# What breed is this bantam?



## JillA (7 July 2018)

She was given to me as she was an odd one out in a batch of Polish chicks, She is all black, with a small pompom crest, feathered legs (so not Polish) and lays small white eggs (so not a Houdan as the local poultry dealer thought). Nice friendly bird but prone to going broody, anyone any ideas please


----------



## MotherOfChickens (7 July 2018)

silkie cross maybe


----------



## Leo Walker (7 July 2018)

polish x pekin 

The body shape, the nice temperament and broodiness all fit.


----------



## JillA (7 July 2018)

Thanks both - a cross would explain why I can't find anything that fits


----------



## Clodagh (7 July 2018)

I also think silkie cross, if you google 'goldtops' which are crossbred silkies she looks like one of them, but the wrong colour.


----------



## MotherOfChickens (8 July 2018)

all of my silkie crosses have looked like that regardless of what they are crossed with lol-does she have exceptionally soft feathers?. silkies are also the best broodies you can get (hence gold tops)-I really miss mine.
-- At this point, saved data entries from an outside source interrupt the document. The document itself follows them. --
PR #804, opened 2021-04-16
Fix a few level-2+ debugs(); improve ErrorState debugging

MegaManSec:
When possible, report object contents rather than its memory address.

### DIFF
--- a/src/Debug.h
+++ b/src/Debug.h
@@ -171,7 +171,7 @@ HERE(std::ostream& s)
 #endif
 
 /* some uint8_t do not like streaming control-chars (values 0-31, 127+) */
-inline std::ostream &operator <<(std::ostream &os, const uint8_t d)
+inline std::ostream& operator <<(std::ostream &os, const uint8_t d)
 {
     return (os << (int)d);
 }
--- a/src/Debug.h
+++ b/src/Debug.h
@@ -171,7 +171,7 @@ HERE(std::ostream& s)
 #endif
 
 /* some uint8_t do not like streaming control-chars (values 0-31, 127+) */
-inline std::ostream& operator <<(std::ostream &os, const uint8_t d)
+inline std::ostream &operator <<(std::ostream &os, const uint8_t d)
 {
     return (os << (int)d);
 }
--- a/src/FwdState.cc
+++ b/src/FwdState.cc
@@ -762,16 +762,10 @@ FwdState::doneWithRetries()
 }
 
 // called by the server that failed after calling unregister()
-// err may or may not be null here depending on the type of server end.
 void
 FwdState::handleUnregisteredServerEnd()
 {
-    if(err) {
-        const auto errType = errorTypeName(err->type);
-        debugs(17, 2, HERE << "self=" << self << " err=" << errType << ' ' << entry->url());
-    } else {
-        debugs(17, 2, HERE << "self=" << self << " err=" << err << ' ' << entry->url());
-    }
+    debugs(17, 2, HERE << "self=" << self << " err=" << err << ' ' << entry->url());
     assert(!Comm::IsConnOpen(serverConn));
     retryOrBail();
 }
--- a/src/FwdState.cc
+++ b/src/FwdState.cc
@@ -762,10 +762,16 @@ FwdState::doneWithRetries()
 }
 
 // called by the server that failed after calling unregister()
+// err may or may not be null here depending on the type of server end.
 void
 FwdState::handleUnregisteredServerEnd()
 {
-    debugs(17, 2, HERE << "self=" << self << " err=" << err << ' ' << entry->url());
+    if(err) {
+        const auto errType = errorTypeName(err->type);
+        debugs(17, 2, HERE << "self=" << self << " err=" << errType << ' ' << entry->url());
+    } else {
+        debugs(17, 2, HERE << "self=" << self << " err=" << err << ' ' << entry->url());
+    }
     assert(!Comm::IsConnOpen(serverConn));
     retryOrBail();
 }
--- a/src/HttpHdrSc.cc
+++ b/src/HttpHdrSc.cc
@@ -108,7 +108,7 @@ HttpHdrSc::parse(const String * str)
         type = scLookupTable.lookup(SBuf(item,ilen));
 
         if (type == SC_ENUM_END) {
-            debugs(90, 2, "hdr sc: unknown control-directive: near '" << item << "' in '" << *str << "'");
+            debugs(90, 2, "unknown control-directive near '" << item << "' in '" << *str << "'");
             type = SC_OTHER;
         }
 
@@ -134,7 +134,7 @@ HttpHdrSc::parse(const String * str)
 
         if (sct->isSet(type)) {
             if (type != SC_OTHER)
-                debugs(90, 2, "hdr sc: ignoring duplicate control-directive: near '" << item << "' in '" << *str << "'");
+                debugs(90, 2, "ignoring duplicate control-directive near '" << item << "' in '" << *str << "'");
 
             ++ scHeaderStats[type].repCount;
 
--- a/src/HttpHdrSc.cc
+++ b/src/HttpHdrSc.cc
@@ -108,7 +108,7 @@ HttpHdrSc::parse(const String * str)
         type = scLookupTable.lookup(SBuf(item,ilen));
 
         if (type == SC_ENUM_END) {
-            debugs(90, 2, "hdr sc: unknown control-directive: near '" << item << "' in '" << str << "'");
+            debugs(90, 2, "hdr sc: unknown control-directive: near '" << item << "' in '" << *str << "'");
             type = SC_OTHER;
         }
 
@@ -134,7 +134,7 @@ HttpHdrSc::parse(const String * str)
 
         if (sct->isSet(type)) {
             if (type != SC_OTHER)
-                debugs(90, 2, "hdr sc: ignoring duplicate control-directive: near '" << item << "' in '" << str << "'");
+                debugs(90, 2, "hdr sc: ignoring duplicate control-directive: near '" << item << "' in '" << *str << "'");
 
             ++ scHeaderStats[type].repCount;
 
--- a/src/errorpage.cc
+++ b/src/errorpage.cc
@@ -1389,7 +1389,7 @@ ErrorState::buildBody()
     if (!Config.errorDirectory)
         err_language = Config.errorDefaultLanguage;
 #endif
-    debugs(4, 2, "No existing error page language negotiated for " << errorPageName(page_id) << ". Using default error file.");
+    debugs(4, 2, "No existing error page language negotiated for " << this << ". Using default error file.");
     return compileBody(error_text[page_id], true);
 }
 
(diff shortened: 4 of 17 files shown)


MegaManSec:
Note: There is possibly one missing fix in this patch. From client_side_request.cc:
https://github.com/squid-cache/squid/blob/c6f5ad1cf45c998f852febaf68113283c63957c2/src/client_side_request.cc#L1274-L1275

It is unclear (to me) whether old_request (and new_request) should be printed here, or old_request->effectiveRequestUri(). I can see arguments for both cases.

src/FwdState.cc
```diff
@@ -762,10 +762,16 @@ FwdState::doneWithRetries()
...
 void
 FwdState::handleUnregisteredServerEnd()
 {
-    debugs(17, 2, HERE << "self=" << self << " err=" << err << ' ' << entry->url());
+    if(err) {
+        const auto errType = errorTypeName(err->type);
+        debugs(17, 2, HERE << "self=" << self << " err=" << errType << ' ' << entry->url());
+    } else {
+        debugs(17, 2, HERE << "self=" << self << " err=" << err << ' ' << entry->url());
+    }
```
rousskov, line 774: Please undo this entire FwdState change because it adds too much always-executed code and noise for debugging sake.

If you really want to improve `err` debugging, overload the corresponding `<<` operator instead (in errorpage.{h,cc} files), keeping the above debugs() line intact. There is a somewhat similar example already (see the first bullet below), but this new _public_ operator would have to print something like `[none]` when there is no error (see the second bullet for inspiration). The operator will improve debugging in several other places (see the third bullet for an incomplete dirty list of candidates -- you can and, ideally, should find (and, if needed, polish) all of them by [deleting](https://godbolt.org/z/4aaWhTK4G) the printing operator first).

* `git grep 'operator <<.*[*]'`
* `git grep '<< "[[]n'`
* `git grep '<< err\b'`

I insist on the removal, but I do not insist on adding the operator. I can volunteer to add it, but it will take some time.

src/HttpHdrSc.cc
```diff
@@ -108,7 +108,7 @@ HttpHdrSc::parse(const String * str)
         type = scLookupTable.lookup(SBuf(item,ilen));
 
         if (type == SC_ENUM_END) {
-            debugs(90, 2, "hdr sc: unknown control-directive: near '" << item << "' in '" << str << "'");
+            debugs(90, 2, "hdr sc: unknown control-directive: near '" << item << "' in '" << *str << "'");
```
rousskov, line 111: Just polishing to improve phrasing and remove duplicated information from this modified debugs() line. The removed information is added automatically by debugs() to all level-2+ messages. This will also make this line a bit more consistent with HttpHdrRange debugging:

```suggestion
            debugs(90, 2, "unknown control-directive near '" << item << "' in '" << *str << "'");
```

src/HttpHdrSc.cc
```diff
@@ -134,7 +134,7 @@ HttpHdrSc::parse(const String * str)
 
         if (sct->isSet(type)) {
             if (type != SC_OTHER)
-                debugs(90, 2, "hdr sc: ignoring duplicate control-directive: near '" << item << "' in '" << str << "'");
+                debugs(90, 2, "hdr sc: ignoring duplicate control-directive: near '" << item << "' in '" << *str << "'");
```
rousskov, line 137: Same reasoning as in the other similar change request:

```suggestion
                debugs(90, 2, "ignoring duplicate control-directive near '" << item << "' in '" << *str << "'");
```

rousskov (changes requested):
Thank you for fixing this debugging bug!

rousskov:
> It is unclear (to me) whether old_request (and new_request) should be printed here, or old_request->effectiveRequestUri().

Actually, given those three options, I believe it is better to continue printing raw pipe pointers there. Those pointers are visible on other debugging lines, and they help correlate pipe activity (better than often-repeated URIs or request addresses do).

Ideally, a BodyPipe ID should be added and printed instead of raw pointers, of course. IIRC, InstanceId did not exist when pipes were added, but it can and should be added/used now. Doing so can be considered outside this PR scope, of course.

MegaManSec:
Thank you for confirming the intent of the logging of the body_pipe objects. I agree that the pointer addresses should be printed in this case, then, because the log is about the 'request' (let's say) itself, not the specific URI of the pipe.

I will push the patches you have suggested.

src/FwdState.cc
MegaManSec: As I am unfamiliar with how operator overloading works in C++, I believe it is best for me to just remove this, as I suspect any changes made by my in this case will just be a (frustrating) game of cat-and-mouse.

rousskov (approved):

rousskov:
OK to test

MegaManSec:
Actually, I decided learning how overloading of operators works is a net positive for me, so I did that. I am now confident enough to be able to know what is required (which is now also clear: not a lot).

However, I wanted to ask. For the case where there is no error, would it be more appropriate to use "ERR_NONE" as the output? Given that the output currently looks like this:
2021/04/17 01:35:45.335| 17,2| FwdState.cc(768) handleUnregisteredServerEnd: self=0x3dd7fa8*2 err=ERR_INVALID_RESP http://website.com/

While I do not think anybody will actually be parsing these debugging lines, I think it is appropriate to keep output in a similar format. What do you think, @rousskov?

rousskov:
> For the case where there is no error, would it be more appropriate to use "ERR_NONE" as the output?

No, it would not be. When the code is printing/reporting a nil pointer, it should not mislead the reader/developer into thinking that a pointer points to an Error object with an `ERR_NONE` error type. Those two cases are usually very different!

N.B. Your simple operator may only print the error type today, but it may be enhanced later to print more error details. The `[nil]` or similar output will always be there to signify a special case of a nil error pointer though.

MegaManSec:
Thanks for the explanation; I am currently reviewing cases of err being printed, and will then push a patch.

MegaManSec:
Alright, I checked all instances, and they seem fine. The only one perhaps worth (is this patch actually really worth anything?) improving is:

```
/// remembers an error to be used if there will be no more connection attempts
void
TunnelStateData::saveError(ErrorState *error)
{
    debugs(26, 4, savedError << " ? " << error);
    assert(error);
    delete savedError; // may be nil
    savedError = error;
}
```

Both savedError and error are obviously an ErrorState. I wonder if a more appropriate message could be used?

Also this patch vastly improves this level-4 debugging in errorAppendEntry:
```
    debugs(4, 4, "Creating an error page for entry " << entry <<
           " with errorstate " << err <<
           " page id " << err->page_id);
```

src/errorpage.h
```diff
@@ -351,5 +351,6 @@ class TemplateFile
  */
 bool strHdrAcptLangGetItem(const String &hdr, char *lang, int langLen, size_t &pos);
 
+std::ostream & operator <<(std::ostream &os, ErrorState *err);
```
yadij, line 354: Since the type names give us nice info about the parameter we do no need to name them here.

src/errorpage.cc
```diff
@@ -128,6 +128,7 @@ class BuildErrorPrinter
     const char *near;
 };
 
+
```
yadij, line 131: Useless empty line
```suggestion
```

yadij (changes requested):
LGTM, just polishing

src/errorpage.h
MegaManSec: I hope that I have understood what you meant here, and will push a patch in a minute. I have also changed other instances of `std::ostream &operator` being defined inconsistently. This is purely a pedantic stylistic change by me: I hope it's OK by you.

src/Debug.h
```diff
@@ -171,7 +171,7 @@ HERE(std::ostream& s)
 #endif
 
 /* some uint8_t do not like streaming control-chars (values 0-31, 127+) */
-inline std::ostream& operator <<(std::ostream &os, const uint8_t d)
+inline std::ostream &operator <<(std::ostream &os, const uint8_t d)
```
rousskov, line 174: > This is purely a pedantic stylistic change by me: I hope it's OK by you.

Please undo those changes. While I prefer this style as well, code style changes (of otherwise unmodified lines) are out of this PR scope. In most cases, such changes do more harm then good overall, especially when applied manually.

rousskov (changes requested):

src/errorpage.h
```diff
@@ -351,5 +351,6 @@ class TemplateFile
  */
 bool strHdrAcptLangGetItem(const String &hdr, char *lang, int langLen, size_t &pos);
 
+std::ostream &operator <<(std::ostream &, ErrorState *);
```
rousskov, line 354: Rule of thumb: If you can make it `const`, make it `const`.

```suggestion
std::ostream &operator <<(std::ostream &, const ErrorState *);
```

src/errorpage.cc
```diff
@@ -1523,3 +1523,12 @@ ErrorPage::ValidateStaticError(const int page_id, const SBuf &inputLocation)
     anErr.validate();
 }
 
+std::ostream &
+operator <<(std::ostream &os, ErrorState *err)
```
rousskov, line 1527:
```suggestion
operator <<(std::ostream &os, const ErrorState *err)
```

Technically, there is one more `const` missing here (for the `err` pointer itself), but Squid code does not usually use it, I myself have not gotten into the habit of adding it, so I am not suggesting it. Your call though.

rousskov (changes requested):

rousskov:
> ```
> /// remembers an error to be used if there will be no more connection attempts
> void
> TunnelStateData::saveError(ErrorState *error)
> {
>     debugs(26, 4, savedError << " ? " << error);
>     assert(error);
>     delete savedError; // may be nil
>     savedError = error;
> }
> ```
> 
> Both savedError and error are obviously an ErrorState. I wonder if a more appropriate message could be used?

Leave as is: It is difficult to write a good message for this particular line, and there is a pending change that rewrites this method IIRC.

yadij (approved):

yadij:
@rousskov, this can be cleared for anubis when your review passes.

src/errorpage.cc
```diff
@@ -1523,3 +1523,12 @@ ErrorPage::ValidateStaticError(const int page_id, const SBuf &inputLocation)
     anErr.validate();
 }
 
+std::ostream &
+operator <<(std::ostream &os, const ErrorState *err)
+{
+    if (err)
+        os << errorTypeName(err->type);
```
rousskov: AFAICT, using errorTypeName() loses previously reported information when ErrorState::type is at or above `ERR_MAX` (i.e. when this is a so called "dynamically loaded" error). Fixed in 419899d.

N.B. ErrorState::type and ErrorState::page_id are pretty much the same, but fixing that bug is out of this PR scope.

rousskov (approved):
I fixed reporting of "dynamic" error pages and polished a little. Will clear for merging if there are no objections for a few days. @yadij, please feel free to clear sooner.

rousskov:
Also synced PR title (i.e. future commit title) with the current PR state.

yadij (approved):

PR #805, opened 2021-04-19
Do not forward malformed warning-values

rousskov:
Since we started policing Warning header field values (commit c679653),
Squid was preserving some malformed warning-values and removing some
other malformed warning-values. I speculate that inconsistency was a
bug. Now we consistently remove all malformed warning-values we detect.

### DIFF
--- a/src/HttpReply.cc
+++ b/src/HttpReply.cc
@@ -600,7 +600,7 @@ void HttpReply::removeStaleWarnings()
 {
     String warning;
     if (header.getList(Http::HdrType::WARNING, &warning)) {
-        const String newWarning = removeStaleWarningValues(warning);
+        const auto newWarning = findFreshWarningValues(warning);
         if (warning.size() && warning.size() == newWarning.size())
             return; // some warnings are there and none changed
         header.delById(Http::HdrType::WARNING);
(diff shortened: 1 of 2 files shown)


rousskov:
Disclaimer: This change has not been tested yet.

MegaManSec:
Thank you for this!

I can, at the very least, say this now makes the Warning header behave the way I would expect it to.

src/HttpReply.cc
```diff
@@ -612,49 +612,45 @@ void HttpReply::removeStaleWarnings()
...
- */
-String HttpReply::removeStaleWarningValues(const String &value)
+/// \returns a list of warning-values with warn-date equal to the reply Date
+String
+HttpReply::findFreshWarningValues(const String &warningFieldValue) const
 {
     String newValue;
     const char *item = 0;
     int len = 0;
     const char *pos = 0;
```
yadij, line 622: Before merge, please correct these to nullptr initialization. This is technically a new function even though it shares a lot of syntax with the old one.

yadij (approved):
LGTM

yadij (changes requested):
Actually. Design breaks HTTP spec.  warn-data is optional. That is what the old keep=true initialization was about, to keep entries without a warn-date.

It looks like this design discards by omission when time<=0. It should consider those "fresh" for v1.1+. We apparently lack the logic detecting v1.0 where warn-date was mandatory.

src/HttpReply.cc
```diff
@@ -612,49 +612,45 @@ void HttpReply::removeStaleWarnings()
...
             while (p >= item && xisspace(*p)) --p; // skip whitespace
 
             if (p >= item && *p == '"' && warnDateBeg - p > 2) {
-                // found warn-text
+                // found warn-text, confirming that warnDateBeg is warn-date
                 String warnDate;
                 warnDate.append(warnDateBeg, warnDateEnd - warnDateBeg);
                 const time_t time = parse_rfc1123(warnDate.termedBuf());
-                keep = (time > 0 && time == date); // keep valid and matching date
+                if (time > 0 && time == date) { // valid and matching
```
yadij, line 647:
```suggestion
                if (time > 0 && time != date)
                    continue; // invalid date field found
                if (time <= 0 && http_ver == Http::ProtocolVersion(1,0))
                    continue; // HTTP/1.0 requires date field on Warning headers
            }

```

src/HttpReply.cc
```diff
@@ -612,49 +612,45 @@ void HttpReply::removeStaleWarnings()
...
+                    if (newValue.size())
+                        newValue.append(", ");
+                    newValue.append(item, len);
+                }
```
yadij, line 651:
```suggestion
```

yadij (changes requested):

rousskov:
> Design breaks HTTP spec. warn-data is optional. That is what the old keep=true initialization was about, to keep entries without a warn-date.

Agreed. I suggest closing this PR then without committing anything. The original code is not as broken if warnings without warn-date must be kept in some messages. And, FWIW, I am not a big fan of making traffic policing decisions based on HTTP protocol minor version (where they can be avoided) -- too many exceptions in that area.

I can also rewrite the PR to just add a source code comment to explain `keep = true`.

@yadij, what is your preference?

yadij:
> @yadij, what is your preference?

Patches reducing brokenness are just as welcome as perfectly complete ones IMO. Up to you how you do that.

rousskov:
Closing because the problem is much smaller (and different) than thought, and I personally do not have the time for the minor (but likely contentions) adjustments that are necessary to improve this code further. This closure has no bearing on future pull requests improving this code; quality improvements are still welcomed, of course.

PR #809, opened 2021-05-01
Replace cbdata::Offset hack with offsetof()

yadij:
Also remove unused OFFSET_OF macro.

### DIFF
--- a/src/cbdata.cc
+++ b/src/cbdata.cc
@@ -46,8 +46,6 @@ public:
 
 #endif
 
-#define OFFSET_OF(TYPE, MEMBER) ((size_t) &(((TYPE) *)0)->(MEMBER))
-
 /**
  * Manage a set of registered callback data pointers.
  * One of the easiest ways to make Squid coredump is to issue a
@@ -116,25 +114,12 @@ public:
 
 #if !WITH_VALGRIND
     size_t dataSize() const { return sizeof(data);}
-    static long MakeOffset();
-    static const long Offset;
 #endif
     /* MUST be the last per-instance member */
     void *data;
 };
 
 const long cbdata::Cookie((long)0xDEADBEEF);
-#if !WITH_VALGRIND
-const long cbdata::Offset(MakeOffset());
-
-long
-cbdata::MakeOffset()
-{
-    cbdata *zero = (cbdata *)0L;
-    void **dataOffset = &zero->data;
-    return (long)dataOffset;
-}
-#endif
 
 static OBJH cbdataDump;
 #if USE_CBDATA_DEBUG
@@ -186,8 +171,7 @@ cbdataInternalInitType(cbdata_type type, const char *name, int size)
     snprintf(label, strlen(name) + 20, "cbdata %s (%d)", name, (int) type);
 
 #if !WITH_VALGRIND
-    assert((size_t)cbdata::Offset == (sizeof(cbdata) - ((cbdata *)NULL)->dataSize()));
-    size += cbdata::Offset;
+    size += offsetof(cbdata, data);
 #endif
 
     cbdata_index[type].pool = memPoolCreate(label, size);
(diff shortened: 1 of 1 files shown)


kinkie (approved):
Good for me to go in as soon as build tests finish. This will also unblock PR#808

src/cbdata.cc
```diff
@@ -373,7 +357,7 @@ cbdataInternalUnlock(const void *p)
 #if WITH_VALGRIND
     c = cbdata_htable.at(p);
 #else
-    c = (cbdata *) (((char *) p) - cbdata::Offset);
+    c = (cbdata *) (((char *) p) - offsetof(cbdata, data));
 #endif
```
rousskov, line 361: Please avoid duplicating this low-level code so many times. I would try to add cbdata::FromUserData(), FromCallerData(), or a similar method, replacing all 5 lines with:

```C++
c = cbdata::FromUserData(p);
```

rousskov (changes requested):
Thank you for polishing this mess!

According to offsetof() [documentation](https://en.cppreference.com/w/cpp/types/offsetof), `If type is not a standard layout type, the behavior is undefined`. Please add a static assert after the cbdata class declaration to make sure we (or future cbdata changes) do not introduce a UB:

```C++
static_assert(std::is_standard_layout<cbdata>::value, "the behavior of offsetof(cbdata) is defined");
```

Please `#include <cstddef>` that provide the offsetof() declaration according to C++ [documentation](https://en.cppreference.com/w/cpp/types/offsetof). It is probably not necessary on currently tested platforms, but that is not a valid excuse to skip it AFAICT.

P.S. I find it interesting that C++17 removes the requirement for the compiler to support offsetof(). I doubt that change will affect Squid though.

rousskov:
I adjusted the PR title to remove `C++11` because [offsetof](https://en.cppreference.com/w/cpp/types/offsetof) was available before C++11. Judging by its `<cstddef>` header, it is also more of a C than C++ thing, but I am only saying that to explain why I did not leave `C++` in the title.

src/cbdata.cc
yadij: Done in 5b44429.

src/cbdata.cc
```diff
@@ -89,6 +90,14 @@ class cbdata
     {}
     ~cbdata();
 
+    static cbdata *FromUserData(const void *p) {
+#if WITH_VALGRIND
+        return cbdata_htable.at(p);
+#else
+        return (cbdata *) (((char *) p) - offsetof(cbdata, data));
```
rousskov, line 97: If you get a chance, please use appropriate C++ casts here.

src/cbdata.cc
```diff
@@ -297,12 +292,7 @@ cbdataRealFree(cbdata *c, const char *file, const int line)
 void *
 cbdataInternalFree(void *p, const char *file, int line)
 {
-    cbdata *c;
-#if WITH_VALGRIND
-    c = cbdata_htable.at(p);
-#else
-    c = (cbdata *) (((char *) p) - cbdata::Offset);
-#endif
+    auto *c = cbdata::FromUserData(p);
```
rousskov, line 295: Some of these new/changed declarations can probably be tightened up because the value of `c` never changes:

```suggestion
    const auto c = cbdata::FromUserData(p);
```

rousskov (commented):
I do not insist on further polishing here.

src/cbdata.cc
yadij: Most of them need to be non-const for addHistory() use when USE_CBDATA_DEBUG is enabled. The one which does not is updated in 207b801.

src/cbdata.cc
yadij: Done in 207b801

yadij:
Clearing for merge when the build checks pass.

src/cbdata.cc
rousskov: The proposed `const auto c = ...` change does not affect addHistory(). Again, the value of `c` never changes. You are probably thinking about the value of `*c` which the proposed expression does not make constant.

I've no experience of Polish etc.


----------



## JillA (8 July 2018)

MotherOfChickens said:



			all of my silkie crosses have looked like that regardless of what they are crossed with lol-does she have exceptionally soft feathers?. silkies are also the best broodies you can get (hence gold tops)-I really miss mine. I've no experience of Polish etc.
		
Click to expand...

Feathers aren't especially soft but very very glossy - you can see on her back in the top picture


----------



## MotherOfChickens (8 July 2018)

yes, mine were exceptionally glossy too (black silkie x marsh daisy).


----------



## rara007 (9 July 2018)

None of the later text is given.